§ WHAT YOU WILL DO:
For the listing below, output exactly the lines from the line with "the same problem._" up to and including the line with "MF build system?", and no other lines.

§ PROVIDED ENTRIES:
*** Block opens ***
PR #797, opened 2026-08-11
Return a test run's results instead of scraping them out of its logs

Quenty:
A test run now returns a table with its verdict, test and suite counts, and a capped list of failed test names, instead of announcing a failing suite by throwing and leaving the counts to be scraped back out of log text that Open Cloud truncates on long runs. `nevermore test` and `nevermore batch test` read that verdict, so a failing suite is detected structurally rather than by finding a jest summary line that may not have survived truncation. Every package's test script was updated to return its results; one that has not been updated returns nothing and behaves exactly as before.


Quenty:
Collapsed into #795, which now carries the whole change against main. GitHub would not let this PR retarget main (locked as part of a stack), so the work moved onto the other branch and this one closed itself out.

PR #806, opened 2026-08-16
fix(nevermore-cli): install with the project's package manager

unrooot:
`nevermore install` always ran `npm install`, which fails outright in a pnpm project because several published @quenty packages still carry a `workspace:*` range in their devDependencies and npm rejects that protocol. It now installs with whatever package manager the project uses, detected from a `packageManager` field or a lockfile, defaulting to pnpm when a directory declares neither, and passes `add` rather than `install` to everything but npm so the dependency is actually recorded.

Package name validation was also rejecting valid packages: it checked names against a single npm registry search request, which caps at 250 results while 300+ @quenty packages are published, so anything in the tail (metricutils, camerainfo, safedestroy, and roughly fifty others) failed as "Invalid packages". Names are now checked against the registry directly, and an unreachable registry no longer looks like a typo.

Verified end to end against a real pnpm project and a bare directory; `nevermore install blend metricutils` now succeeds where both halves previously failed.


Quenty:
:rocket: PR was released in [`@quenty/nevermore-cli@4.43.4`](https://github.com/Quenty/NevermoreEngine/releases/tag/%40quenty/nevermore-cli%404.43.4) :rocket:

PR #54, opened 2024-06-19
Make GPU offload library linking behaviour configurable

awnawab:
When linking a single FIELD_API build to multiple libraries, we may want to only selectively enable GPU offload in the downstream target libraries.

This PR enables optional private linking of OpenACC and cuda to libfield_api_dp/sp to prevent FIELD_API from always exporting GPU offload libraries to downstream targets.

(I am on leave so will probably be slow to respond to requested changes, apologies in advance!)

### DIFF
--- a/CMakeLists.txt
+++ b/CMakeLists.txt
@@ -104,6 +104,17 @@ ecbuild_add_option( FEATURE CUDA
     DESCRIPTION "CUDA" DEFAULT ON
     CONDITION CMAKE_CUDA_COMPILER AND HAVE_ACC )
 
+## determine GPU offload library linking behaviour
+ecbuild_add_option( FEATURE EXPORT_GPU_LIBRARY
+                    DESCRIPTION "Export GPU offload library to targets linking to FIELD_API"
+                    DEFAULT ON )
+
+if( HAVE_EXPORT_GPU_LIBRARY )
+   set( _gpu_link_type PUBLIC )
+else()
+   set( _gpu_link_type PRIVATE )
+endif()
+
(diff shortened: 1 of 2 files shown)


CMakeLists.txt
```diff
@@ -189,8 +200,6 @@ foreach(prec ${precisions})
       TARGET ${LIBNAME}_${prec}
       SOURCES ${prec_srcs} $<TARGET_OBJECTS:${LIBNAME}>
       DEFINITIONS $<$<NOT:${fiat_FOUND}>:${FIELD_API_DEFINITIONS}>
-      PUBLIC_LIBS
```
mlange05, line 192: As discussed offline, I think the fundamental problem is that we want to propagate link flags, but not compiler flags. I tried a suggestion by @reuterbal to switch this to
```
INTERFACE_LIBS
    $<${HAVE_ACC}:OpenACC::OpenACC_Fortran>
```
I think this works for our use case, so potentially the additional configuration option is not needed after all?

mlange05 (changes requested):
Overall, I agree we need to ensure that the compiler flags are not propagated through "PUBLIC" linking of OpenACC / CUDA et al. However, I think we might be able to just switch this to INTERFACE_LIBS to avoid compiler flags seeping upstream, while ensuring that linker flags are propagated correctly. Would you mind verifying this when you're back, @awnawab ?

awnawab:
Closing this as it was superseded by #56.

awnawab:
Closing this as it was superseded by #56.

PR #56, opened 2024-07-17
CMake: Export OpenACC symbols via INTERFACE target linking

mlange05:
_Note: This is an alternative implementation to #54 that solves the same problem._

Recap of the problem: Due to FIELD API exporting the OpenACC target via PUBLIC, we cannot select upstream for which component to enable OpenACC offload and for which to disable it. 

In this implementation we downgrade this to exporting OpenACC via INTERFACE so that all header paths are propagated, but OpenACC can still be selected by the user component. This, in turn requires the internal tests to now explicitly link against OpenACC and set the `-cuda` flag, if enabled (thanks to @awnawab for the fixes; I copied them from #54 ). 

@dareg Could you please confirm that this is backward compatible with the MF build system?  

Edit: Tested and confirmed working with H24 regression testing.

### DIFF
--- a/CMakeLists.txt
+++ b/CMakeLists.txt
@@ -189,8 +189,8 @@ foreach(prec ${precisions})
       TARGET ${LIBNAME}_${prec}
       SOURCES ${prec_srcs} $<TARGET_OBJECTS:${LIBNAME}>
       DEFINITIONS $<$<NOT:${fiat_FOUND}>:${FIELD_API_DEFINITIONS}>
-      PUBLIC_LIBS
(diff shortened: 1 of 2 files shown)


awnawab (approved):
Many thanks for this @mlange05, and apologies for taking so long to review it! This looks really good, and is indeed simpler/cleaner than my implementation of making public linking of openacc configurable. From my side this looks good to go 👌

dareg (approved):
Hi, 
I've just tested it and it seems to compile and run fine on our side.

PR #58, opened 2024-08-21
Host memory pool

awnawab:
Although pinning host allocations reliably offers faster data transfer times, in some applications the potential gains are reduced by the overheads associated with the more expensive allocation and deallocation. In real applications that will repeatedly allocate/deallocate temporaries, the overheads can be so extreme that the overall walltime actually _increases_ due to pinning. As shown by the two attached graphs, this is indeed the case in the offloaded ecPhys (12-hour forecast on a tco399 grid).

This PR provides a potential solution to this problem in the form of a host memory pool. It comprises of a linked-list of memory blocks, each of which can optionally be pinned. The memory pool can thus grow dynamically, and individual blocks can also be freed for reuse. The actual memory deallocation only happens at the end of the entire run, using a teardown utility called `FIELD_HOST_POOL_DELETE`.

At least in the case of ecPhys, the use of the memory pool almost completely removes the overheads associated with pinning, allowing most of the data transfer walltime gains to be realised.
[ifs_h24_total.pdf](https://github.com/user-attachments/files/16687438/ifs_h24_total.pdf)
[ifs_h24_ecphys.pdf](https://github.com/user-attachments/files/16687439/ifs_h24_ecphys.pdf)


pmarguinaud (approved):

mlange05 (approved):
I really like this, and the implementation is very neat. So, many thanks @awnawa.

For future iterations on this, I note that we could improve the automatic deallocation and page-purging, but for the proof-of-concept that this really great already. GTG for me.

mlange05:
Also, I ran this locally and managed to reproduce performance effect, so going in now....

PR #61, opened 2024-10-01
Fix compilation without FIAT

awnawab:
According to the 2003 Fortran standard, all type-bound procedures of a concrete type must not be deferred. This was not the case when building FIELD_API without FIAT as `CRC64` remained a deferred procedure. The only compiler for which we tested compilation without FIAT was NVHPC, which clearly doesn't enforce the standard strongly in this regard. Compiling with GNU 14 highlighted the bug, which this PR fixes.


dareg (approved):

awnawab:
Thanks a lot @dareg for the quick review 🙏  merging now

PR #62, opened 2024-10-07
Fix propagation of ACC link flags

awnawab:
A small bugfix PR to fix the propagation of acc link flags to executables linking against FIELD_API. This will allow an openacc enabled FIELD_API to be used with a target even if that doesn't link against OpenACC.

### DIFF
--- a/CMakeLists.txt
+++ b/CMakeLists.txt
@@ -203,8 +203,6 @@ foreach(prec ${precisions})
       TARGET ${LIBNAME}_${prec}
       SOURCES ${prec_srcs} $<TARGET_OBJECTS:${LIBNAME}>
       DEFINITIONS $<$<NOT:${fiat_FOUND}>:${FIELD_API_DEFINITIONS}>
-      INTERFACE_LIBS
-         $<${HAVE_ACC}:OpenACC::OpenACC_Fortran>
       PRIVATE_LIBS
          $<${fiat_FOUND}:fiat>
          $<${fiat_FOUND}:parkind_${prec}>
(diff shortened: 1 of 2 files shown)


mlange05 (approved):
Looks good to me.

CMakeLists.txt
```diff
@@ -203,8 +203,6 @@ foreach(prec ${precisions})
       TARGET ${LIBNAME}_${prec}
       SOURCES ${prec_srcs} $<TARGET_OBJECTS:${LIBNAME}>
       DEFINITIONS $<$<NOT:${fiat_FOUND}>:${FIELD_API_DEFINITIONS}>
-      INTERFACE_LIBS
-         $<${HAVE_ACC}:OpenACC::OpenACC_Fortran>
```
reuterbal, line 207: Do we really not need to link to OpenACC in all cases? I suspect we are getting away with that on NVHPC because the relevant flags added below may automatically imply that behaviour, but CCE or GNU may be handling this differently for example?

reuterbal (approved):
I think you can't assign me because I don't have any write permissions on the repository.

The changes look good to me in principal and I have validated that these work correctly in ifs-bundle. A little unsure whether we should really remove OpenACC from the interface lib, but @wdeconinck might be able to advise

CMakeLists.txt
awnawab: `ecbuild_add_library` doesn't even have an INTERFACE_LIBS option in the API. So INTERFACE_LIBS was in fact being interpreted as a compiler definition. We put that in to avoid F-API exporting openacc compiler flags, and so we were accidentally getting the right behaviour. In any case, a true interface library would indeed export compiler flags too, not just linker flags, so explicitly exporting link flags is the right way to do it.

reuterbal: Thanks, I wasn't aware of this. Looks all good then to me, sorry for the noise!

dareg (approved):

PR #63, opened 2024-10-10
Small field_delete improvement

dareg:
When using field_api inside IAL, we write hundreds of lines similar to this one:
```fortran
IF(ASSOCIATED(F_FOO))CALL FIELD_DELETE(F_FOO)
```

It would make the code simpler if the check was done inside field_delete.


awnawab (approved):
Looks great, a much needed convenience utility to make our lives easier 🙏  Many thanks!

awnawab:
I would like to release a new tag today and it would be nice to include this PR in that tag. I'll merge this at 11:30 AM CET, please shout before then if there are any objections.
*** Block closes ***
§ ANSWER TO THIS PROBLEM:
_Note: This is an alternative implementation to #54 that solves the same problem._

Recap of the problem: Due to FIELD API exporting the OpenACC target via PUBLIC, we cannot select upstream for which component to enable OpenACC offload and for which to disable it. 

In this implementation we downgrade this to exporting OpenACC via INTERFACE so that all header paths are propagated, but OpenACC can still be selected by the user component. This, in turn requires the internal tests to now explicitly link against OpenACC and set the `-cuda` flag, if enabled (thanks to @awnawab for the fixes; I copied them from #54 ). 

@dareg Could you please confirm that this is backward compatible with the MF build system?  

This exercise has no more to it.